PufferPhish
A Chrome extension that detects phishing in real time using a hybrid approach: a CodeBERT classifier for URL-level inference and a rule-based engine that catches structural patterns like homoglyphs, brand spoofing, and suspicious subdomains.
Senior capstone project · University of Michigan · 2025
Warning Interstitial
When a URL scores above the danger threshold, the extension redirects the browser to a full-page warning before the page loads. The interstitial explains exactly why the site was flagged: number substitutions imitating known brands, suspicious TLDs, lack of association with legitimate services, and high-risk URL patterns. Users can return to safety or acknowledge the risk and proceed.

Dashboard
The web dashboard aggregates scan activity across all browsing sessions. The overview tracks threats blocked, safe sites visited, warnings issued, and uptime alongside a weekly scan volume chart. The history tab provides a searchable, filterable log of every blocked attempt with threat types, risk scores, and the option to view full reports or whitelist false positives.

.png)
How It Works
Every URL you visit passes through two detection layers that run in parallel.

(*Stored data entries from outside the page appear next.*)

PR #1241, opened 2020-10-07
Added MacOS tests for T1115

haresudhan:
**Details:**
Added MacOS tests for T1115 using pbcopy and pbpaste.

**Testing:**
Tested locally in my machine. 

**Associated Issues:**
None


atomics/T1115/T1115.yaml
```diff
@@ -26,4 +26,13 @@ atomic_tests:
       echo Get-Process | clip
       Get-Clipboard | iex
     name: powershell
+- name: Execute commands from clipboard
+  description: Echo a command to clipboard and execute it
+  supported_platforms:
+  - macos
+  executor:
+    command: |-
+      echo ifconfig | pbcopy
```
rc-grey, line 35: Did you want the literal string `ifconfig` to be in the clipboard? Or did you want the output of the `ifconfig` command in the clipboard?

If the latter you want `ifconfig | pbcopy`

atomics/T1115/T1115.yaml
```diff
@@ -26,4 +26,13 @@ atomic_tests:
...
+      $(pbpaste)
+    name: sh
```
rc-grey, line 37: Call out bash here, since the command substitution you're using is bourned based (or zsh)

rc-grey (changes requested):

atomics/T1115/T1115.yaml
haresudhan: Thanks @rc-grey. I want the literal string ifconfig in the clipboard. Lets say attacker tries to execute commands in the clipboard.

rc-grey: Doh - my brain was mush - completely read that wrong yesterday. Looks good

rc-grey (approved):

PR #1249, opened 2020-10-10
[OSCD] T1136.002: Domain Account - 2 tests

mrblacyk:
**Details:**
The initial goal was to have a test for this sigma rule (task 10 in the sprint backlog):

* https://github.com/Neo23x0/sigma/blob/master/rules/windows/builtin/win_susp_local_anon_logon_created.yml

But I also have adopted the test from .001 subtechnique related to adding local (domain in .002 subtechnique) admin account

**Testing:**
I have manually launched both tests on my local AD lab. Both work as expected including cleanup commands.


mrblacyk:
I created `mrblacyk:T1136.002` branch based on `master` not `oscd`. I'm closing this PR and will re-do it in a proper way.

PR #1251, opened 2020-10-10
[OSCD] Create atomic test for T1113 for Windows

sn0w0tter:
Details:
The initial goal was to have a test for this sigma rule (task 7 in the sprint backlog):

https://github.com/Neo23x0/sigma/blob/master/rules/windows/process_creation/win_susp_psr_capture_screenshots.yml

Testing:
Tested on local machine

Associated Issues:
#1220


clr2of8 (approved):
Excellent, thank you for your first-time contribution.

PR #1253, opened 2020-10-11
[OSCD] T1036.004: Masquerade Task or Service - 2 tests

mrblacyk:
**Details:**
The initial goal was to have a test for this sigma rule (task 2 in the sprint backlog):

* https://github.com/Neo23x0/sigma/blob/master/rules/windows/process_creation/win_apt_wocao.yml

But it only mentions `sc` used to create a service (`create win32times binPath=`). I have also found in the [FoxIt report](https://resources.fox-it.com/rs/170-CAK-271/images/201912_Report_Operation_Wocao.pdf) that this threat actor also uses `schtasks` to create a service so I also implemented a test about that.

**Testing:**
I have launched both tests using ART invoke framework on my local AD lab. Both work as expected including cleanup commands when launched with administrator privs. `elevated_required` is set to `true` for both tests.

**Associated Issues:**
#1220

### DIFF
--- a/atomics/T1036.004/T1036.004.yaml
+++ b/atomics/T1036.004/T1036.004.yaml
@@ -1,0 +1,27 @@
+attack_technique: T1036.004
+display_name: Masquerade Task or Service
+atomic_tests:
+- name: Creating W32Time similar named service using schtasks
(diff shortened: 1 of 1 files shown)


clr2of8 (approved):
Awesome, and thank you for your first-time contribution! Keep it up.

PR #1254, opened 2020-10-11
[OSCD] Add test for T1006 Direct Volume Access

gregclermont:
**Details:**
This test has been written as part of the OSCD Initiative sprint (#1220).
The goal was to have a test for this sigma rule (task 1 in the sprint backlog):

- [sysmon_raw_disk_access_using_illegitimate_tools.yml](https://github.com/Neo23x0/sigma/blob/master/rules/windows/sysmon/sysmon_raw_disk_access_using_illegitimate_tools.yml)

**Testing:**
Manually tested on Windows 10 by running the tests then inspecting the Sysmon event log.

### DIFF
--- a/atomics/T1006/T1006.yaml
+++ b/atomics/T1006/T1006.yaml
@@ -1,0 +1,30 @@
+attack_technique: T1006
+display_name: Direct Volume Access
+atomic_tests:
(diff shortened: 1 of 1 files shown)


clr2of8 (approved):
Awesome, thank you for your first-time contribution!

PR #1264, opened 2020-10-18
[OSCD] Adding T1547.010

omkar72:
**Details:**
New test case for T1547 - Port Monitor
This only includes registry addition under Monitors. 

**Testing:**

**Associated Issues:**


atomics/T1547.010/T1547.010.yaml
```diff
@@ -0,0 +1,19 @@
...
+atomic_tests:
+- name: Add Port Monitor persistence in Registry
+  description: Add key-value pair to a Windows Port Monitor registry. On the subsequent reboot dll will be execute under spoolsv with NT AUTHORITY/SYSTEM privilege. 
+  supported_platforms:
+  - windows
+  input_arguments:
+    monitor_dll:
+      description: Addition to port monitor registry key. Normally refers to a DLL name in C:\Windows\System32. arbitrary DLL can be loaded if permissions allow writing a fully-qualified pathname for that DLL.
+      type: Path
+      default: C:\Path\AtomicRedTeam.dll
```
MHaggis, line 12: Hi!
Is there anything we can use/add as a default binary to load? Or is the test meant to simulate the registry modification and not actual execution upon boot/logon autostart.

omkar72: Test would be adding registry key for persistence. Any Arbitrary DLL mentioned registry data for that key will be loaded
under spoolsv.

The final risk score takes the higher of the two, and rule-based flags are always appended for explainability so users see exactly why a URL was flagged.
ML Classification
A CodeBERT model (via ProtectAI's ONNX-optimized checkpoint) classifies URLs into four categories: benign, phishing, malware, and defacement. The model runs as a separate Python service and returns confidence scores for each label, with sub-second inference on warm requests.
Rule-Based Analysis
Scores URLs across three weighted dimensions: URL structure patterns like IP-address URLs, excessive subdomains, and URL encoding tricks (40%); domain reputation signals like homoglyph substitutions, phishing keywords, and digit injection (40%); and content indicators like suspicious path patterns, brand spoofing, and non-standard ports (20%).
Risk Thresholds
| Risk | Action |
|---|---|
| Below 30% | Safe. Green shield icon with scan stats in popup. |
| 30% to 70% | Warning. Amber alert with threat details in popup. |
| Above 70% | Danger. Auto-redirect to full-page warning interstitial. |
Architecture
The system is a Turbo monorepo with five packages. The Chrome extension's service worker intercepts every tab navigation and sends the URL to a Node.js API running on AWS Lambda. The API checks a 24-hour PostgreSQL cache, then fans out to the ML engine and rule-based analyzer in parallel. Infrastructure is defined as code with AWS CDK: Lambda functions, API Gateway, RDS, S3 for model storage, Cognito for auth, and CloudFront for the dashboard.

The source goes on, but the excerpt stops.